# King Kong Gun Vs the Whole Straw Hat Crew.



## Speedy Jag. (Jun 18, 2015)

if Luffy sent such a move down on the crew, can Zoro, Sanji, Franky and the rest defend effectively against this force?


----------



## IchijiNijiSanji (Jun 18, 2015)

Before I answer that, I want people to note that the ground STOOD UP from the impact. Like literally horizontal became vertical Holy shit he left a crater.

Now to answer you question: If Zoro and Sanji have Gear 4 equivalents, then sure. Bad part would be that Zoro would slice up luffy's inflated rubber arm like a crazy ex slashes tires.


----------



## Vermilion Kn (Jun 18, 2015)

KKG vs Zoro....Zoro. 

Luffy's move ain't shabby, but Zoro sent a much larger mass of land flying far more casually.


----------



## Speedy Jag. (Jun 18, 2015)

Vermilion Kn said:


> KKG vs Zoro....Zoro.
> 
> Luffy's move ain't shabby, but Zoro sent a much larger mass of land flying far more casually.



That mass wasn't covered with haki and coming from above at high speed tho.


----------



## Vermilion Kn (Jun 18, 2015)

> That mass wasn't covered with haki and coming from above at high speed tho.



I don't even want to attempt to analyse who has better haki between Luffy and Zoro. Haki is vague as fuck and Pica is not a proper measuring stick for Zoro's haki on account of being such a scrub. Logic dictates that Luffy should be superior in that regard but not by a lot given the monster duo (lel Sanji) dynamic. Would it be enough to offset Zoro's move ? I don't know. 

But out of the two Zoro's finisher was stronger.


----------



## Dellinger (Jun 18, 2015)

Vermilion Kn said:


> I don't even want to attempt to analyse who has better haki between Luffy and Zoro. Haki is vague as fuck and Pica is not a proper measuring stick for Zoro's haki on account of being such a scrub. Logic dictates that Luffy should be superior in that regard but not by a lot given the monster duo (lel Sanji) dynamic. Would it be enough to offset Zoro's move ? I don't know.
> 
> But out of the two Zoro's finisher was stronger.
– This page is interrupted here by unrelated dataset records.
PR #8034, opened 2018-03-14
Fix issue 15206 - SROA doesn't play well with double slices

LemonBoy:
The double-access pattern in the example makes the SROA pass generate a first slice as `TYdouble` and another one as `TYnptr`, the latter should be `TYdouble` as well.

I'm not sure this is the right fix so let's see what Jerkins thinks of it.
CC @WalterBright

### DIFF
--- a/src/dmd/backend/gsroa.d
+++ b/src/dmd/backend/gsroa.d
@@ -113,6 +113,11 @@ private void sliceStructs_Gather(SymInfo *sia, elem *e)
                             {
                                 sia[si].canSlice = false;
                             }
+                            // Disable SROA on OSX32 (because XMM registers?)
+                            else if (!(config.exe & EX_OSX))
+                            {
+                                sliceStructs_Gather(sia, e.EV.E1);
+                            }
                         }
                         return;
                     }
--- a/test/compilable/b15206.d
+++ b/test/compilable/b15206.d
@@ -1,0 +1,19 @@
+// PERMUTE_ARGS:
+// REQUIRED_ARGS: -O
+
+void main()
+{
+}
+
+struct Line
+{
+    double slope;
+    double intercept;
+}
+
+Line nLineProjection(double[] historicData)
+{
+    Line projLine;
+    projLine.intercept = historicData[$-1] + projLine.slope;
+    return projLine;
+}


WalterBright:
When creating a PR to fix a bugzilla issue, please post a link to the PR in the issue. This is so that someone browsing bug reports will know if and where a PR for it is.

JinShil:
@LemonBoy Is this still a WIP?

LemonBoy:
@JinShil Yes, I'm not sure about what the best way to handle this case is...
Paging @WalterBright since this is backend stuff.

LemonBoy:
Moreover the SROA pass is also responsible for [18489](https://issues.dlang.org/show_bug.cgi?id=18489).

WalterBright (approved):

WalterBright:
Looks like it's failing in test42.d on 32 bit OSX.

LemonBoy:
No idea why it's failing (and don't have a mac)

WalterBright:
It probably has something to do with OSX 32 being the only 32 bit platform that uses XMM registers.

WalterBright:
I can't reproduce bug 15206, either.

wilzbach:
Cross-posting from Bugzilla

1) John Colvin posted another test case that reproduces this:

```d
alias A = Complex!double;

struct Complex(T)
{
    double re, im;

    Complex!double baz()
    {
        return Complex!double(re).blah;
    }

    ref Complex!double blah()
    {
        im = re;
        return this;
    }
}
```
(with `-O -inline -c`)

2) This regression was introduced in 2.077 by https://github.com/dlang/dmd/pull/7175
3) Reproducing this is easy e.g. https://run.dlang.io/is/REkj3X (John's test case)

jacob-carlborg:
I can reproduce the test case in this PR on macOS 64-bit and when the compiler is compiled as 32-bit. But not when cross-compiling from 64-bit to 32-bit. I don't see the issue that the auto-tester is having. I get a different failed test: cpp_abi_tests.d(94). Might be due to I'm using Clang instead of GCC.

jacob-carlborg (approved):

wilzbach:
Removing auto-merge as OSX_64_32 is a permanently failing.

n8sh:
```diff
+                            else
+                            {
+                                sliceStructs_Gather(sia, e->E1);
+                            }
```
Is it an option to disable this branch and the test case on OSX_64_32 only?

thewilsonator:
Rebased. Disabling this on OSX32.

PR #8036, opened 2018-03-15
fix Issue 18484 - [dip1000] Subtype allows reference to escape with i…

WalterBright:
…mplicit casting

### DIFF
--- a/test/fail_compilation/test18484.d
+++ b/test/fail_compilation/test18484.d
@@ -1,0 +1,26 @@
+/* REQUIRED_ARGS: -dip1000
+TEST_OUTPUT:
+---
+fail_compilation/test18484.d(19): Error: returning `x.bar()` escapes a reference to local variable `x`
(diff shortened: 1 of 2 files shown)


test/fail_compilation/test18484.d
```diff
@@ -0,0 +1,26 @@
...
+
+int* test1()
+{
+    auto x = S(); return x.bar();  // error
+}
+
+int* test2()
+{
+    return S().bar();  // error
+}
```
mathias-lang-sociomantic: This code is not marked as `@safe`, how come it errors out ?

WalterBright: Because it's obviously wrong. Even unsafe code gets some checks!

JinShil (approved):

test/fail_compilation/test18484.d
mathias-lang-sociomantic: So far, DIP1000 only affected `@safe` code (or at least that was the state intention). It looks like this change also change behavior in non-`@safe` code, which is very odd to me.

PR #8037, opened 2018-03-15
Improve error message 'for {mutable,non-shared} method is not callable using X'

wilzbach:
Mutable method is not callable using const object is a common message (see e.g. https://forum.dlang.org/post/blwbenjxxblercjphozz@forum.dlang.org), so let's be a bit more friendly to newbies and provide helpful advice directly in the error message.

### DIFF
--- a/src/dmd/func.d
+++ b/src/dmd/func.d
@@ -2436,8 +2436,33 @@ extern (C++) int overloadApply(Dsymbol fstart, void* param, int function(void*, 
     return overloadApply(fstart, s => (*fp)(param, s));
 }
 
-void MODMatchToBuffer(OutBuffer* buf, ubyte lhsMod, ubyte rhsMod)
+/**
+Checks for mismatching modifiers between `lhsMod` and `rhsMod` and prints the
+mismatching modifiers to `buf`.
+
+The modifiers of the `lhsMod` mismatching the ones with the `rhsMod` are printed, i.e.
+lhs(shared) vs. rhs() prints "`shared`", wheras lhs() vs rhs(shared) prints "non-shared".
+
+Params:
+    buf = output buffer to write to
+    lhsMod = modifier on the left-hand side
+    lhsMod = modifier on the right-hand side
+
+Returns:
+
+A tuple with `isMutable` and `isNotShared` set
+if the `lhsMod` is missing those modifiers (compared to rhs).
+*/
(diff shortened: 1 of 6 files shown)


src/dmd/func.d
```diff
@@ -2615,9 +2615,14 @@ extern (C++) FuncDeclaration resolveFuncCall(const ref Loc loc, Scope* sc, Dsymb
                 }
                 else
                 {
+                    auto fullFdPretty = fd.toPrettyChars();
                     .error(loc, "%smethod `%s` is not callable using a %sobject",
-                        funcBuf.peekString(), fd.toPrettyChars(),
+                        funcBuf.peekString(), fullFdPretty,
                         thisBuf.peekString());
+                    if (funcBuf.peekSlice() == "mutable ")
```
jacob-carlborg: Isn’t there a better way to do this than comparing strings?

wilzbach: Then I would have to duplicate this logic:

https://github.com/dlang/dmd/blob/be225ecd2d7dab2dfa878e3ed2c2fc0b39edbdab/src/dmd/func.d#L2439-L2461

wilzbach: though `MODMatchToBuffer` returns `void` and I could modify it to return something more useful like:

```d
struct Errors {
    bool isNotShared;
    bool isMutable;
}
```

jacob-carlborg: Yes, exactly.

wilzbach: OK done.

jacob-carlborg (approved):

src/dmd/func.d
```diff
@@ -2436,16 +2436,44 @@ extern (C++) int overloadApply(Dsymbol fstart, void* param, int function(void*,
...
+    buf = output buffer to write to
+    lhsMod = modifier on the left-hand side
+    lhsMod = modifier on the right-hand side
+
+Returns:
+
+A tuple with `isMutable` and `isNotShared` set
+if the `lhsMod` is missing those modifiers (compared to rhs).
+*/
+auto MODMatchToBuffer(OutBuffer* buf, ubyte lhsMod, ubyte rhsMod)
```
JinShil: `ref OutBuffer` instead of `OutBuffer*`?

wilzbach: One change at a time?
(This is an existing function)

JinShil: Ah, I overlooked it was existing.

JinShil (approved):

PR #8265, opened 2018-05-20
Fix issue 14086 - Invalid extern C++ name for constructor

TurkeyMan:
Destructor mangles correctly, but constructor does not.
This has wasted a lot of time with people trying to understand link problems with `extern(C++)`.

As with the dtor, the ABI appears to be perfectly compatible... so, mangling correctly.
Also, fixed the virtual-ness mangling of the destructor. Windows dtor mangling only half-worked.

### DIFF
--- a/changelog/mangle_ctor.dd
+++ b/changelog/mangle_ctor.dd
@@ -1,0 +1,4 @@
+`extern (C++)` now mangles class constructor's correctly.
+
+`extern (C++)` mangling of class constructor is working, also virtual and non-virtual destructors mangle correctly too.
+C++ semantics are not yet perfectly matching, but some simple cases are working.
--- a/src/dmd/backend/dt.d
+++ b/src/dmd/backend/dt.d
@@ -41,7 +41,7 @@ private:
     dt_t** pTail;
 
 public:
-    this()
+    extern (D) this()
     {
         pTail = &head;
     }
--- a/src/dmd/cppmangle.d
+++ b/src/dmd/cppmangle.d
@@ -590,7 +590,9 @@ private final class CppMangleVisitor : Visitor
                 buf.writeByte('N');
                 CV_qualifiers(d.type);
                 prefix_name(p);
-                if (d.isDtorDeclaration())
+                if (d.isCtorDeclaration())
+                    buf.writestring("C1");
+                else if (d.isDtorDeclaration())
                     buf.writestring("D1");
                 else
                     source_name(ti);
@@ -621,7 +623,11 @@ private final class CppMangleVisitor : Visitor
                 prefix_name(p);
                 //printf("p: %s\n", buf.peekString());
 
-                if (d.isDtorDeclaration())
+                if (d.isCtorDeclaration())
+                {
+                    buf.writestring("C1");
+                }
+                else if (d.isDtorDeclaration())
                 {
                     buf.writestring("D1");
                 }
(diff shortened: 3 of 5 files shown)


JinShil:
Please rename the commit messaged to ensure the dlang-bot establishes a relationship between this PR and the bugzilla issue.  I usually make the PR title and commit message the same.

JinShil:
Adding the "Vision" label as this is congruent with item 4 of [Vision 2018H1](https://wiki.dlang.org/Vision/2018H1)

TurkeyMan:
It's in the PR header... that is included in the comment when pulled.
dbot will see that won't he?

TurkeyMan:
Why is DAutoTest red? I had this problem last PR too...

rainers:
It complains about your terse changelog entry:
```
object.Exception@../tools/changed.d(216): Changelog entries should consist of one title line, a blank separator line, and a description.
```

kinke:
When calling an extern(C++) ctor implemented in D from C++, one needs to be aware that the ctor assumes the instance is pre-initialized with `T.init` and may not initialize all fields, so one may end up with garbage.

Wrt. destruction, the ABIs diverge when it comes to destructing by-value arguments - for C++, the caller destructs it (and passes a ref to the callee), while D compilers move the argument and let the callee destruct the param. This also happens when using `extern(C++)` for the D code, with DMD, LDC and GDC, so D/C++ interop for non-POD values passed by value is broken on most platforms anyway. On Win64 (where non-PODs are passed by ref), when passing a non-POD by value from C++ to a D function, I expect a double-free (and D's callee doesn't reset it to `T.init` after the first destruction).

TurkeyMan:
@kinke I've been desperately searching for this document!!
Where is all the very important information documented?
I can't even find docs that talk about `__xdtor`, or something so simple as the vtable layout! >_<

It's really hard to start to address these issues with no information available.

TurkeyMan:
Next port of call is to attempt to make the behaviours of `extern(C++)` stuff precisely match C++.

TurkeyMan:
But for D? The details for D should be published somewhere.

TurkeyMan:
@kinke Are you on IM? I have a zillion questions I need quick answers to :/

jacob-carlborg:
It’s usually quite difficult to find documentation for these kinds of things. You usually find out when implementing a compiler.

WalterBright:
> Nope, MSVC++ on Win64 seems to do it exactly like D (tested with LDC), letting the callee destruct it. It's still broken on POSIX systems, at least for x86_64.

No surprise there. The original VC++ was based on the ABI used by Zortech C++ :-)

We sold a lot of Zortech C++ compilers into Microsoft before they started implementing C++. The COM ABI is directly the ABI used by ZTC++ for virtual functions.

@kinke is quite right that not only is there no document for this, when such documents exist they tend to be all lies. The only reliable way is to write test cases, compile them, and examine the object file.

BTW, I didn't realize that Posix does these things differently.

WalterBright (approved):
Approving despite the problems @kinke reported. At least matching the mangling is a good first step.

TurkeyMan:
Thanks. My next struggle is trying to work out how __xdtor is fabricated, and mangle THAT symbol as C++ dtor instead of the explicit dtor. __xdtor does what C++ expects.

kinke:
@TurkeyMan: That's [here](https://github.com/dlang/dmd/blob/master/src/dmd/clone.d#L795).  `__xdtor` seems to be an alias for `__aggrDtor`.

TurkeyMan:
Huh... I don't understand why semaphore says it failed?

TurkeyMan:
Okay, seriously... after how ever many _hours_ waiting for the CI to build, then it fails.
This CI situation is really not great.

jacob-carlborg (approved):

PR #8268, opened 2018-05-20
add constructor to ArrayExp

WalterBright:


RazvanN7 (approved):

src/dmd/expression.d
```diff
@@ -5681,6 +5681,12 @@ extern (C++) final class AddrExp : UnaExp
         super(loc, TOK.address, __traits(classInstanceSize, AddrExp), e);
     }
 
+    extern (D) this(const ref Loc loc, Expression e, Type t)
+    {
+        super(loc, TOK.address, __traits(classInstanceSize, AddrExp), e);
```
JinShil: I think I would have called `this` instead of `super` here.

WalterBright: You're right. Feel free to do a PR to improve that!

Luffy had to overpower Doflamingo's spider web and awakening strings.Zoro's wasn't stronger.


----------



## Shiny (Jun 18, 2015)

The dmg on the ground was doflamingo on it


A king kong gun to the ground would be much bigger


----------



## HaxHax (Jun 18, 2015)

People seriously suggesting that anyone else in the crew has something that can overpower this?


----------



## falconzx (Jun 18, 2015)

zoro solos 

great thread


----------



## Bernkastel (Jun 18, 2015)

Luffy soloes


----------



## Coruscation (Jun 18, 2015)

Zoro could cut Luffy's arm because G4 doesn't make him any harder than normal, but it wouldn't halt the momentum any more than DD's attack did so the force would still hammer him.

Sanji... yeah, if he kicks _at_ KKG he's not standing on that leg for a month. He should cause some burning damage though. 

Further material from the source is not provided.